[Entries taken from a collection]:

PR #543, opened 2018-12-12
Fix 'medium_uri' in suse-template

m-bucher:
autoyast_default_ipxe did not work (needs to be cherry-picked to 1.20)
I have not tested it on 1.19, yet


ekohl (changes requested):
Could you make sure the file is not executable? You're changing the mode from 0644 to 0755 now.

m-bucher:
@ekohl thanks, just fixed the file-mode

ShimShtein (changes requested):
I think it was a bug in the core that was fixed by https://github.com/theforeman/foreman/pull/6316.

Can you please recheck with newer foreman release?
If it works, we can ask for a backport into 1.20 too.

m-bucher:
@ShimShtein, you are right when I add your change from theforeman/foreman#6316 to my foreman-1.20 it works.

I'd much appreciate the fix to be backported to 1.20

ShimShtein:
@m-bucher, done: https://github.com/theforeman/foreman/pull/6316#issuecomment-452302120

PR #544, opened 2018-12-14
Added rediscover host job template

lzap:
WIP - it does not work for me: error during rendering: wrong number of arguments (given 1, expected 0)

Some job templates guru help me out.

### DIFF
--- a/job_templates/rediscover_host.erb
+++ b/job_templates/rediscover_host.erb
@@ -1,0 +1,52 @@
+<%#
+name: Rediscover node
+model: JobTemplate
+job_category: Discovery
+description_format: Writes grub2 configuration with "Rediscover host" entry.
+snippet: false
+template_inputs:
+- name: boot_interface
+  description: Boot interface MAC address (interactive TUI when blank)
+  required: false
+  input_type: user
+- name: set_default
+  description: Set as the default boot item (set to non-blank value)
+  required: false
+  input_type: user
+  options: "yes"
+- name: reboot
+  description: Reboot immediately (set to non-blank value)
+  required: false
+  input_type: user
+  options: "yes"
+provider_type: SSH
+kind: job_template
+%>
+
+# This template requires two symlinks to be present on Foreman server:
+# ln -s /var/lib/tftpboot/boot/fdi-image/vmlinuz0 /var/www/html/pub/discovery-vmlinuz
+# ln -s /var/lib/tftpboot/boot/fdi-image/initrd0.img /var/www/html/pub/discovery-initrd.img
+
+cat >/etc/grub.d/90_discovery <<EODS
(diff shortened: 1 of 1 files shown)


iNecas:
I don't see the issue when testing it on my setup: the template renders just fine. Do other templates work on your setup?

job_templates/rediscover_host.erb
```diff
@@ -0,0 +1,50 @@
...
+snippet: false
+template_inputs:
+- name: boot_interface
+  description: Boot interface MAC address (interactive TUI when blank)
+  required: false
+  input_type: user
+- name: set_default
+  description: Set as the default boot item (set to non-blank value)
+  required: false
+  input_type: user
```
iNecas, line 15: I wonder if we shouldn't have here options specified, to indicate that we only expect bool value here

```
  options: "yes"
```

job_templates/rediscover_host.erb
```diff
@@ -0,0 +1,50 @@
...
+- name: reboot
+  description: Reboot immediately (set to non-blank value)
+  required: false
+  input_type: user
```
iNecas, line 20: Same suggestion with `options` here

lzap:
Ok thanks how about this.

iNecas:
I guess it wold be worth linking a redmine issue and describing there, how it should work? Perhaps even a note to the docs would be fine?

lzap:
Do we do RM for community templates really? ;-) I am lazy... But here is what you need: https://github.com/theforeman/theforeman.org/pull/1262

ekohl:
@lzap Redmine issues make it very easy for us in changelogs to list this as a feature. If you think users would find this by themselves I'm also fine with it but it can make it easier to spot for upgrading users.

lzap:
Sure, well this is just a prototype, I will let @iNecas to complete the review and then I am creating the ticket.

ares:
@lzap if you provide some information about how to use it, I'm willing to review and test. E.g. I'm not sure how to configure SSH on the discovered machine. Looks useful and easy to finish.

lzap:
The process:

0) Create those symlinks (see the comments) in apache http directory
1) Install a host (preferably via discovery)
2) Run this template via SSH
3) The host will reboot back into discovery so you can reprovision it

When this was created, we did not have HTTP Boot feature yet, now since we have it, if there is a helper that would return Smart Proxy URL which is handling the SSH connection, we could simply download the files from the HTTP Smart Proxy endpoint. This would not require manual step (0).

lzap:
We should have that information if `@host` is available in this context, is it? Then I can use `@host.provision_interface.subnet.httpboot_proxy` to get the URL. We can use HTTPS and ignore the certificate, or even better deploy the certificate before downloading the image.

tbrisker:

[Task to complete]: Transcribe the data above so that every line matches exactly.

[Task output]:
PR #543, opened 2018-12-12
Fix 'medium_uri' in suse-template

m-bucher:
autoyast_default_ipxe did not work (needs to be cherry-picked to 1.20)
I have not tested it on 1.19, yet


ekohl (changes requested):
Could you make sure the file is not executable? You're changing the mode from 0644 to 0755 now.

m-bucher:
@ekohl thanks, just fixed the file-mode

ShimShtein (changes requested):
I think it was a bug in the core that was fixed by https://github.com/theforeman/foreman/pull/6316.

Can you please recheck with newer foreman release?
If it works, we can ask for a backport into 1.20 too.

m-bucher:
@ShimShtein, you are right when I add your change from theforeman/foreman#6316 to my foreman-1.20 it works.

I'd much appreciate the fix to be backported to 1.20

ShimShtein:
@m-bucher, done: https://github.com/theforeman/foreman/pull/6316#issuecomment-452302120

PR #544, opened 2018-12-14
Added rediscover host job template

lzap:
WIP - it does not work for me: error during rendering: wrong number of arguments (given 1, expected 0)

Some job templates guru help me out.

### DIFF
--- a/job_templates/rediscover_host.erb
+++ b/job_templates/rediscover_host.erb
@@ -1,0 +1,52 @@
+<%#
+name: Rediscover node
+model: JobTemplate
+job_category: Discovery
+description_format: Writes grub2 configuration with "Rediscover host" entry.
+snippet: false
+template_inputs:
+- name: boot_interface
+  description: Boot interface MAC address (interactive TUI when blank)
+  required: false
+  input_type: user
+- name: set_default
+  description: Set as the default boot item (set to non-blank value)
+  required: false
+  input_type: user
+  options: "yes"
+- name: reboot
+  description: Reboot immediately (set to non-blank value)
+  required: false
+  input_type: user
+  options: "yes"
+provider_type: SSH
+kind: job_template
+%>
+
+# This template requires two symlinks to be present on Foreman server:
+# ln -s /var/lib/tftpboot/boot/fdi-image/vmlinuz0 /var/www/html/pub/discovery-vmlinuz
+# ln -s /var/lib/tftpboot/boot/fdi-image/initrd0.img /var/www/html/pub/discovery-initrd.img
+
+cat >/etc/grub.d/90_discovery <<EODS
(diff shortened: 1 of 1 files shown)


iNecas:
I don't see the issue when testing it on my setup: the template renders just fine. Do other templates work on your setup?

job_templates/rediscover_host.erb
```diff
@@ -0,0 +1,50 @@
...
+snippet: false
+template_inputs:
+- name: boot_interface
+  description: Boot interface MAC address (interactive TUI when blank)
+  required: false
+  input_type: user
+- name: set_default
+  description: Set as the default boot item (set to non-blank value)
+  required: false
+  input_type: user
```
iNecas, line 15: I wonder if we shouldn't have here options specified, to indicate that we only expect bool value here

```
  options: "yes"
```

job_templates/rediscover_host.erb
```diff
@@ -0,0 +1,50 @@
...
+- name: reboot
+  description: Reboot immediately (set to non-blank value)
+  required: false
+  input_type: user
```
iNecas, line 20: Same suggestion with `options` here

lzap:
Ok thanks how about this.

iNecas:
I guess it wold be worth linking a redmine issue and describing there, how it should work? Perhaps even a note to the docs would be fine?

lzap:
Do we do RM for community templates really? ;-) I am lazy... But here is what you need: https://github.com/theforeman/theforeman.org/pull/1262

ekohl:
@lzap Redmine issues make it very easy for us in changelogs to list this as a feature. If you think users would find this by themselves I'm also fine with it but it can make it easier to spot for upgrading users.

lzap:
Sure, well this is just a prototype, I will let @iNecas to complete the review and then I am creating the ticket.

ares:
@lzap if you provide some information about how to use it, I'm willing to review and test. E.g. I'm not sure how to configure SSH on the discovered machine. Looks useful and easy to finish.

lzap:
The process:

0) Create those symlinks (see the comments) in apache http directory
1) Install a host (preferably via discovery)
2) Run this template via SSH
3) The host will reboot back into discovery so you can reprovision it

When this was created, we did not have HTTP Boot feature yet, now since we have it, if there is a helper that would return Smart Proxy URL which is handling the SSH connection, we could simply download the files from the HTTP Smart Proxy endpoint. This would not require manual step (0).

lzap:
We should have that information if `@host` is available in this context, is it? Then I can use `@host.provision_interface.subnet.httpboot_proxy` to get the URL. We can use HTTPS and ignore the certificate, or even better deploy the certificate before downloading the image.

tbrisker:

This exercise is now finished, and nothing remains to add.